TASK STATEMENT
Nothing outside the range below should be printed. Output exactly the lines from the line with "maximum amount of" to the line with "In addition, all", both included.

THE INPUT
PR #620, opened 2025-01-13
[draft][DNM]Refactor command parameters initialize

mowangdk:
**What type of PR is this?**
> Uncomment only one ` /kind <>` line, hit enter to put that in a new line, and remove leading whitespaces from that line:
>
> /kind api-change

...

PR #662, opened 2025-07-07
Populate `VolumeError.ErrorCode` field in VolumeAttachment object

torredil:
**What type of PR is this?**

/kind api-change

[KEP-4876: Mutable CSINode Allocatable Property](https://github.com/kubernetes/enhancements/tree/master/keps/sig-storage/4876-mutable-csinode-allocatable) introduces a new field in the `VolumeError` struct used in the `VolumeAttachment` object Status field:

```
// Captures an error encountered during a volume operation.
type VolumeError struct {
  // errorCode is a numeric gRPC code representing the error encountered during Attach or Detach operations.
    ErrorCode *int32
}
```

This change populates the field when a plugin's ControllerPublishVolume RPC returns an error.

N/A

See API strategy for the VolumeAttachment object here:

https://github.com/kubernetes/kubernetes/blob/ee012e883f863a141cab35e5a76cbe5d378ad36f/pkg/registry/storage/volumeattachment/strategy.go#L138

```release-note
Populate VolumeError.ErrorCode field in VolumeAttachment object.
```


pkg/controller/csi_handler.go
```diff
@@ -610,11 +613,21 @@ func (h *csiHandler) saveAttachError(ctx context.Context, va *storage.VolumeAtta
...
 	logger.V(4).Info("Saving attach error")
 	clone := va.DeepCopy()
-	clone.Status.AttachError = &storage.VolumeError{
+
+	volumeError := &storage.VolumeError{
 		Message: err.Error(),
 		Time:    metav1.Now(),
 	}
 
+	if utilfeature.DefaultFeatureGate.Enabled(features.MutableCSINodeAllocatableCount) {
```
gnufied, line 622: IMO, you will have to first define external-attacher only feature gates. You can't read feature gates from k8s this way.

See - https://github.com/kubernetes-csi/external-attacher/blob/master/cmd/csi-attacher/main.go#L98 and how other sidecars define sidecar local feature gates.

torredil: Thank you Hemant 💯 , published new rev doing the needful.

---

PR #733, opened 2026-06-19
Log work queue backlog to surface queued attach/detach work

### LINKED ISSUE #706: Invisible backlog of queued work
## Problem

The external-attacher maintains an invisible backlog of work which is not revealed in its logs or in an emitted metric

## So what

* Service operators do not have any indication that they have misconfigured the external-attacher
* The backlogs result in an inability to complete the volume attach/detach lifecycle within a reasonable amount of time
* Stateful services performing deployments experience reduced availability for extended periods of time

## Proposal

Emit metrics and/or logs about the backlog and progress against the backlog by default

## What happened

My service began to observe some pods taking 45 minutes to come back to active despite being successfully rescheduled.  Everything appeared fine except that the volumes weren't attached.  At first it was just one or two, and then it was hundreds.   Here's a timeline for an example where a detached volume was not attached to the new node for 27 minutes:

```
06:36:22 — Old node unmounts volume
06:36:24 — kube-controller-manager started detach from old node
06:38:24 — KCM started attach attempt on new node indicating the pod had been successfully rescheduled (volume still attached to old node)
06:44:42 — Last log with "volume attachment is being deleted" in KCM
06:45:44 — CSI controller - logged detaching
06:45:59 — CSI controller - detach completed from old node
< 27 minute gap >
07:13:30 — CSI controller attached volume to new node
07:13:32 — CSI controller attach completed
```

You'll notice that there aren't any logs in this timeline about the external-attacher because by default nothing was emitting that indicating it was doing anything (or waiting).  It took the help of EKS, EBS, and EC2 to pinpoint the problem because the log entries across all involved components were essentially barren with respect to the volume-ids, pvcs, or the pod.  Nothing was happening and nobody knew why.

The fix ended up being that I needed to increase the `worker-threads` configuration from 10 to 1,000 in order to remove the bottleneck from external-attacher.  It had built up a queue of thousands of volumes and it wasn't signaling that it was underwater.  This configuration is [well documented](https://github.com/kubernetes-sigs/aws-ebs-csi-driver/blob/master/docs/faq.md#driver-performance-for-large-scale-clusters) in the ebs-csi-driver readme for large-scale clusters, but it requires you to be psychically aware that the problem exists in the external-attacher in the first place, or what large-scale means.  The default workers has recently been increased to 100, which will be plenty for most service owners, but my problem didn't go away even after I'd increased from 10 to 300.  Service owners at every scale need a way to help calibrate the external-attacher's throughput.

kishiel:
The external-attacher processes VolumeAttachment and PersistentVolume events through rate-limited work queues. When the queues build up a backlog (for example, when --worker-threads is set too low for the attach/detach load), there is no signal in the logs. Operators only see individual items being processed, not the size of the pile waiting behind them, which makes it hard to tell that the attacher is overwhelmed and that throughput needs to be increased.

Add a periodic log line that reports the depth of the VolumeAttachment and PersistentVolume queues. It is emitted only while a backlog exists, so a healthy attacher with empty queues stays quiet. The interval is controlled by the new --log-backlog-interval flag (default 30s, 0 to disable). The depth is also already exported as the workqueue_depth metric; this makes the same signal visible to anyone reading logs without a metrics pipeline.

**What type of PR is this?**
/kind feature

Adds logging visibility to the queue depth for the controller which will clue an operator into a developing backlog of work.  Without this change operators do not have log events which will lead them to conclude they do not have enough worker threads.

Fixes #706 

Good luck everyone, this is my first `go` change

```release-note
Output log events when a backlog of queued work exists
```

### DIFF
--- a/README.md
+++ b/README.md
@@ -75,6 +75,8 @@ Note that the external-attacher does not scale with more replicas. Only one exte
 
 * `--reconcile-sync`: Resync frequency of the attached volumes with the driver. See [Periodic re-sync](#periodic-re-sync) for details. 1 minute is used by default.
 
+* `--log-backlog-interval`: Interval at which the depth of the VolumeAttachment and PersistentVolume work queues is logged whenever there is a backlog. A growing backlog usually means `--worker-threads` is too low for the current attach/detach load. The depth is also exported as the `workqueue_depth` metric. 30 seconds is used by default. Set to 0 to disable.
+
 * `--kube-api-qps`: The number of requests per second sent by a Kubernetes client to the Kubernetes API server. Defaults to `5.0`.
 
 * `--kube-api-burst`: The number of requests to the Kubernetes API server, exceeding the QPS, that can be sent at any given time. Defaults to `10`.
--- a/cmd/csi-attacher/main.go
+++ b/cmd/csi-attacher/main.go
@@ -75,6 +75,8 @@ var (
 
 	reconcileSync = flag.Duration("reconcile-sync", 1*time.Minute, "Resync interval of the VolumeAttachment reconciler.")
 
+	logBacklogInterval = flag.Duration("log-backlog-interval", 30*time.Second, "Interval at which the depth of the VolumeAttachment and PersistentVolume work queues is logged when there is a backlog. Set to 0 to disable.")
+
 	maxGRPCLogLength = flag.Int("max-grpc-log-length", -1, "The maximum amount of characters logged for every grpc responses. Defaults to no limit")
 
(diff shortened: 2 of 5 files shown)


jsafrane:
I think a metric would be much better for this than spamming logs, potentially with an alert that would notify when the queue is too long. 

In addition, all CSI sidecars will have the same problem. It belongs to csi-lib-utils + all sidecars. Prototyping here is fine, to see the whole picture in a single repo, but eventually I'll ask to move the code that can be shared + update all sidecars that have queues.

EXPECTED OUTPUT
 	maxGRPCLogLength = flag.Int("max-grpc-log-length", -1, "The maximum amount of characters logged for every grpc responses. Defaults to no limit")
 
(diff shortened: 2 of 5 files shown)


jsafrane:
I think a metric would be much better for this than spamming logs, potentially with an alert that would notify when the queue is too long. 

In addition, all CSI sidecars will have the same problem. It belongs to csi-lib-utils + all sidecars. Prototyping here is fine, to see the whole picture in a single repo, but eventually I'll ask to move the code that can be shared + update all sidecars that have queues.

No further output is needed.